You need to take this up with the Manager at the Aldi store you bought it from and be persistent and firm but not angry. There is no such thing as 'manufacturers' warranty - only what is conferred by the Trade Practices Act. There is a contract between the retailer and the supplier/ maker of the product, but your contract is only with the retailer - you are the retailer's client not the maker's and the retailer has to honour the warranty. 
So don't give up yet.

----------


## markr

As far as I am aware, if you go back to Aldi where you purchased the machine and tell them the date you brought the machine the will search the records and reproduce the receipt for you, you can also do this at Bunnings.

----------


## d00biez

> Got to push harder on that warranty. Australian law makes the _retailer_ (ie: ALDI) responsible for warranty obligations regardless of what the retailer tries to tell you. Just because the retailer uses inks that fade (they nearly all do) doesn't remove the obligation - all you need to do is provide proof of purchase and your credit card record is sufficient (and that this is an Aldi branded product). 
> They might warrant the item for 1 year - but you will find most booklets will say things like 'this item will give you many years of service' and the actual statutory warranty is what would reasonably expected to be an average  service life of such an item used as described and intended. So you might have trouble if it was used in a commercial or trade way, but otherwise  you should expect at least 2-3 years of good home. 
> You need to take this up with the Manager at the Aldi store you bought it from and be persistent and firm but not angry.
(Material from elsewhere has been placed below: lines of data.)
PR #1003, opened 2018-06-07
Separate out binlog-start-position from binlog-next-position

osheroff:
turns out for DDL we were setting maxwell.positions to the *start* of the event, and for DML we were outputting a position that was the *end* of the event.

We went through a round of PRs that didn't address the core issue until @timbertson pointed out that we were doing something really, really dumb.  

This reverts #914 and should eliminate the need for #1001, I think.


timbertson:
Yay, thanks! 🎉 

I'd like to confirm something though. When we store a position in the `positions` DB, it's always the _next_ position? i.e. the first event we haven't yet processed.

If so, I think we want to keep the schema finding logic to a strictly `<` rather than `<=`, because if we pick up a schema equal to the current position it's for an event we haven't seen yet.

I think on top of these changes we also need to alter the recovery process to:
 - create a schema with `position`, but
 - set our post-recovery position to `nextPosition`

Here's a commit to show what I mean, I haven't updated tests yet: https://github.com/zendesk/maxwell/commit/34ce8313875936d74eee02da4ed073ab8b0ec747. Does this make sense?

osheroff:
Do all the tests break when using `<` instead of `<=`?  The thing about it is it's quite useful to say `<=` when capturing a schema on an non-moving mysql server.

osheroff:
hmmmm, ok.  

I think I'd like to say:

`(<= position AND base_schema_id is NULL) OR ( < position and base_schema_id IS NOT NULL )`

this will handle the capture case -- when we capture the initial schema, we don't really have a *next* position to start from, just the resting position.

timbertson:
Oh yep, that sounds good - I hadn't considered the capture case.
(I haven't actually ran the tests yet, if they _do_ pass we might want to add some coverage around this area)

osheroff:
ok cherry-picked your commit here and added the `base_schema_id` check.  this might be just the ticket.

liulikun:
Like this approach! Will do some verification today.

liulikun:
👍 It's working great! Since we're cleaning up positions, one thing I'm not too sure is we're publishing `nextPosition` for `position` field for each event. That seems wrong too?

osheroff:
@liulikun the problem of outputting `nextPosition` (in the JSON should be fixed in this PR too.  At least, I think).

osheroff:
nope @liulikun was right, and I was wrong.  I fixed the `position` vs `nextPosition` bits.

PR #1008, opened 2018-06-08
update to kafka 1.0, muck with docker

osheroff:
we add an intermediate maxwell-docker shell script in order to support both KAFKA_HOST:KAFKA_PORT and KAFKA_BROKERS style args.  

I also mucked with the Dockerfile a bit to support faster rebuilds.

### DIFF
--- a/Dockerfile
+++ b/Dockerfile
@@ -1,12 +1,16 @@
 FROM maven:3.5-jdk-8
-ENV MAXWELL_VERSION=1.14.7 KAFKA_VERSION=0.11.0.1
-
-COPY . /workspace
+ENV MAXWELL_VERSION=1.14.7 KAFKA_VERSION=1.0.0
 
 RUN apt-get update \
     && apt-get -y upgrade \
-    && apt-get install -y make \
-    && cd /workspace \
+    && apt-get install -y make
+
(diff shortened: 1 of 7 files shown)


Dockerfile
```diff
@@ -1,12 +1,16 @@
 FROM maven:3.5-jdk-8
-ENV MAXWELL_VERSION=1.14.7 KAFKA_VERSION=0.11.0.1
-
-COPY . /workspace
+ENV MAXWELL_VERSION=1.14.7 KAFKA_VERSION=1.0.0
```
xuebingli: Is it worth making `KAFKA_VERSION` an `ARG`, so it may be optionally specified in the newly added ` bin/maxwell-docker` script?

xuebingli:
This PR overshadows https://github.com/zendesk/maxwell/pull/878.

Dockerfile
osheroff: so this version just specifies the default kafka version that the maven package gets built with.  The runtime version is specified elsewhere (with the command line flag `--kafka_version`)

Now, it'd be quite nice to have a whole host of common env-variables for the docker image, but I think it's outside the scope of this PR

PR #1011, opened 2018-06-11
Gessnerfl/1009 modular maxwell

gessnerfl:
This is a first draft of how it can be implemented. It uses the spring framework for dependency injection as it allows inversion of control and with this a simple modular design.

the standalone application represents the original maxwell. 
There are spring auto configurations for spring boot. The standalone application is not using spring boot to avoid unnecessary dependencies.


osheroff:
oh, my...

osheroff:
this PR, is... ahem.  It's way too big.  This would break mergability for any other outstanding PR, and it's got so many changes I can't really make heads or tails of what's important and what's not.

osheroff:
more concretely:

- no, not everything needs to be an interface.  I'll take a large pass on that particular java trope.  If something really lends itself to being swapped with a similar component that shares nothing, so be it, but the thought that someone is gonna wholesale re-implement `MaxwellContext` or `MaxwellConfig`?  nah. 

- you've just sorta started going in and tearing up stuff as you see fit.  Adding those constants in `MaxwellConfig`?  Might take a PR around that, if it weren't intermingled with a crap-ton of other changes.  But any large-scale stuff like this requires waaay more discipline in small bits of sensible changes.

gessnerfl:
@osheroff I did not expected that you just say hey cool lets merge it. Basically the idea was to make a propose and check if this in general goes into a direction which makes sense also for you.

- I agree that not everything needs to be an interface and I think that I could easily get rid of them now. In general I think the whole API project could be removed but it helped me while moving the parts of the code into the different modules and thereby understand the code much better.
Additionally for the configuration the idea was to limit who can mutate the state of this entities but this can be easily achieved by changing the setters to package local visibility when needed.
- The constants I would remove again. I did too much work there. I spent some time to see if the idea works in general but sure if you think that it makes sense in general we can discuss how we can achieve the same without too many changes at once (e.g. fist split maxwell core and the standalone application. Afterward each producer and each metric reporter individually).

Just let me know if you are interested in general to migrate maxwell into such a direction.

gessnerfl:
Basically the interfaces helped me to untangle the dependencies between the different modules without the need of a big bang change but doing the changes step by step. With a better understanding of the application I think that the project structure can be simplified:

```
 --------------------                      --------------
| Maxwell Standalone |------------------->| Maxwell Core | 
 --------------------                      --------------
          |                                       ^           ----------------
          |      -----------------------          |----------| Producer Kafka | 
          `---->| Metrics Reporter Core |         |           ----------------
                 -----------------------          |
                                ^                 |           ------------------
                                |                 |----------| Producer Kinesis | 
 --------------------------     |                 |           ------------------
| Metrics Reporter DataDog |----|                 |
 --------------------------     |                 |           -----------------
                                |                 |----------| Producer Pubsub | 
     -----------------------    |                 |           -----------------
    | Metircs Reporter HTTP |---´                 |
     -----------------------                      |           -------------------
                                                  |----------| Producer RabbitMQ | 
                                                  |           -------------------
                                                  |
                                                  |           ----------------
                                                  |----------| Producer Redis | 
                                                  |           ----------------
                                                  |
                                                  |           --------------
                                                  `----------| Producer SQS | 
                                                              --------------
```
With this we can avoid all the interfaces. And can simplify the project structure significantly.
It might be needed to add some API projects if clear separation should be achieved. 
Basically the idea would be the following:

* Standalone is the main application and responsible for parsing command line arguments and configuration
* Core is responsible for the MySQL processing and defines the interfaces for the producers
* Metrics Reporter projects implement the different metric reporter. They should not have a dependency to the core project and only depend on the metrics and health check registry
* Core should not have a dependency to the metric reporter but only provide data through the metric/health check registry

However it will still need a significant change on the project. I think it can be achieved iteratively. For me the question is whether this is something worth to invest or if you think that it is hard to achieve e.g. because of time limitations, breaking changes, ....

osheroff:
Sorry if I came off brusque there.  I have been known to.  

I guess I'd ask a broad question:  what are we trying to accomplish?  What do we win by breaking everything up?  It's a pretty ascii graph, but it's really also more-or-less how Maxwell works, except we cross package boundaries instead of module boundaries. 

You stated the original goal of reducing the package size of an embedded maxwell deploy, ok, I guess that's something, but what more?  Do we improve readbility?  Do we enable features that would be previously tricky to implement?  Do we make life easier for those running embedded maxwell?

gessnerfl:
From my point of view I would limit the scope to breaking up the application into modules so that it can be integrated into applications easily. Maybe as a background what I would target for:

Basically I would like to integrate 'Maxwell Core' and 'Maxwell Producer RabbitMQ' into a spring boot app and extend this with rest interface so that I can control the service through a remote api. Maxwell would be used in this case to synchronize MySQL with Elasticsearch. In case full re-synchronization is needed (e.g. because of data migration) I would be able to recreate this in a blue-/green fashion but therefore I need control over Maxwell instance(s) and therefor I would like to integrate it into a service with a remote API.

As I basically only need the RabbitMQ producer it would help us to get rid of all the dependencies. 
I know it is a very specific use case and maybe you might think of the Maxwell is the wrong decision in this case. I just thought that because a similar discussion was already started with #634 it's worth to trigger a discussion about such a major change here.

osheroff:
your use case sounds perfectly sane.  

Regarding splitting out producers:  I could see it.  Maybe someone wants to maintain a separate public producer, and it'd be nice to have a method for each producer to be able register its own config options and keywords, and to have those kept closer to the actual producer code.

Regarding splitting out api, metrics:  maaaaybe. 

Regarding using a lot of dependency-injection stuff:  use sparingly.  

There's patch-points that could make a lot of sense to allow injection for (filters, message routing, data munging points), but just busting everything apart and allowing people to cobble together pieces doesn't equate to re-usable code.  `MaxwellContext`, for example, is a horrible, nasty dumping ground of code I couldn't find a better place for.  Some of it belongs there, but most of it is just there because it seemed like a good idea at a time.  You can shove it into a interface, but that really just makes everything worse: now you've got bad interfaces, and codified in a way that you can't change without breaking upstream consumers.

The cost of dependency-injection and interfaces is that at any level of code you're always looking at some AbstractFoo or IFoo object and left to scratch your head about where the *real* code lives.  I've seen far too many libraries and projects out there where everything is an Interface, and there's exactly one implementation of that Interface.  And then you go do a grep or other search to ferret out the XFooBarImpl class that does the real work, and then that class references some other abstract interface and then you throw up your hands.  If asked, someone will invariably mutter something about "implementation detail hiding" or some stuff.   Anyway.  No.  Interfaces are fine and nice for things people *will* want to rip out and roll their own of.

PR #1019, opened 2018-06-14
fix bootstrapping for JSON columns

### LINKED ISSUE #1017: JSON Data Type Parser Throwing Exception
The Maxwell Kafka Producer is breaking upon read of what appears to be larger size JSON data types from MySQL. It is throwing the following error:

`java.lang.ClassCastException: java.lang.String cannot be cast to [B at com.zendesk.maxwell.schema.columndef.JsonColumnDef.asJSON(JsonColumnDef.java:18) at com.zendesk.maxwell.bootstrap.SynchronousBootstrapper.setRowValues(SynchronousBootstrapper.java:241) at com.zendesk.maxwell.bootstrap.SynchronousBootstrapper.startBootstrap(SynchronousBootstrapper.java:66) at com.zendesk.maxwell.bootstrap.AsynchronousBootstrapper$1.run(AsynchronousBootstrapper.java:74) at java.lang.Thread.run(Thread.java:748)`

This seems to occur exclusively on json data type columns from MySQL, but I haven't been able to see any obvious gremlin characters in the JSON. Is it possible this is due to encoding issues? Looks like the JSON encoder is also reliant upon this: https://github.com/shyiko/mysql-binlog-connector-java/blob/master/src/main/java/com/github/shyiko/mysql/binlog/event/deserialization/json/JsonBinary.java#L181 could it be an issue with the binlog deserialization? I can't paste the exact JSON object, but the only characters that look even remotely suspect would just be ()[]/=: none of which are very extraordinary for JSON objects. Is there any limitation on the size of the JSON object?

osheroff:
bootstrap values come back as strings from JDBC vs byte[] from binlog-connector.

fixes #1017

### DIFF
--- a/src/main/java/com/zendesk/maxwell/schema/columndef/JsonColumnDef.java
+++ b/src/main/java/com/zendesk/maxwell/schema/columndef/JsonColumnDef.java
@@ -14,13 +14,19 @@ public class JsonColumnDef extends ColumnDef {
 
 	@Override
 	public Object asJSON(Object value) {
-		try {
-			byte[] bytes = (byte[]) value;
-			String jsonString = bytes.length > 0 ? JsonBinary.parseAsString(bytes) : "null";
-			return new RawJSONString(jsonString);
-		} catch (IOException e) {
-			throw new RuntimeException(e);
+		String jsonString;
+
+		if ( value instanceof String ) {
+			jsonString = (String) value;
+		} else {
+			try {
+				byte[] bytes = (byte[]) value;
+				jsonString = bytes.length > 0 ? JsonBinary.parseAsString(bytes) : "null";
+			} catch (IOException e) {
+				throw new RuntimeException(e);
+			}
 		}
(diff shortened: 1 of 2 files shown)


src/main/java/com/zendesk/maxwell/schema/columndef/JsonColumnDef.java
```diff
@@ -14,13 +14,19 @@ public JsonColumnDef(String name, String type, int pos) {
...
-		try {
-			byte[] bytes = (byte[]) value;
-			String jsonString = bytes.length > 0 ? JsonBinary.parseAsString(bytes) : "null";
-			return new RawJSONString(jsonString);
-		} catch (IOException e) {
-			throw new RuntimeException(e);
+		String jsonString;
+
+		if ( value instanceof String ) {
+			jsonString = (String) value;
```
yosefrat: Oh, I see thanks for the quick action!

osheroff:
ping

There is no such thing as 'manufacturers' warranty - only what is conferred by the Trade Practices Act. There is a contract between the retailer and the supplier/ maker of the product, but your contract is only with the retailer - you are the retailer's client not the maker's and the retailer has to honour the warranty. 
> So don't give up yet.

  thanks blossy and markr for taking the time to give me some further avenues of enquiry (good points raised blossy). i shall certainly attend at the store and have a polite discussion with the manager to plead my case. will be back with more updates soon..

----------


## d00biez

well knock me down with a feather - after taking the advice of blossy and markr i contacted aldi head office and spoke with an empathetic and lovely lady there.  
not only did she listen to my tales of woe, she issued me a new receipt (they couldnt print off the old one, it was purchased too long ago) and undertook to speak to the warehouse guys and see if they could salvage any parts from other returned units. 
a week later i received an express post satchel containing two brass or steel gaskets, two new "reed valves" AND a new oil cap which i accidentally broke (see earlier post) with a note saying "good luck finishing off your renovations!", 
i havent put the new parts in yet and i dont know for sure that they will fix the prob but i have a hunch they will. 
so, after eating some humble pie, i have to say ALDI far exceeded my expectations and im really pleased with the outcome. thank you a.h if you happen to read this! 
thanks everyone   :brava:  
doobz

----------


## m6sports

You would be very surprised to know who makes some of Aldi`s products 
My Mother worked at WELLA and they were making alot of the Shampoos, Conditioners and Body Washes for Aldi before they closed down and production got moved to Thailand  
and i remember her telling us that Aldi required higher standards then what Wella required of there products

----------


## d00biez

yeh that is surprising! ive been a pretty keen aldi shopper for a while.. you cant get everything there but its great for alot of stuff, in bulk, and cheap. 
i did hear from someone (mightve even been in this thread) that their stuff like compressors and power tools are all made in china and they make the cheap ones as replicas of a "name brand" model and then just stick different badges and some cheaper bits on like plastic air hose and crappy oil caps etc on them?

----------


## d00biez

my little aldi 2hp compressor is fixed ! put the new reed valves in (slightly tricky), put the head back on, plugged it in and turned her on... BOOM! perfect. very happy. 
if anyone else has this problem with the generic air compressor type (bunnings/super cheap/aldi) let me know i'll be happy to share some tips for getting it going again. 
cheers

----------


## Terrian

Damn nice way to do business and to spread a good word about your company name (all at the cost of SFA)

----------


## d00biez

> Damn nice way to do business and to spread a good word about your company name (all at the cost of SFA)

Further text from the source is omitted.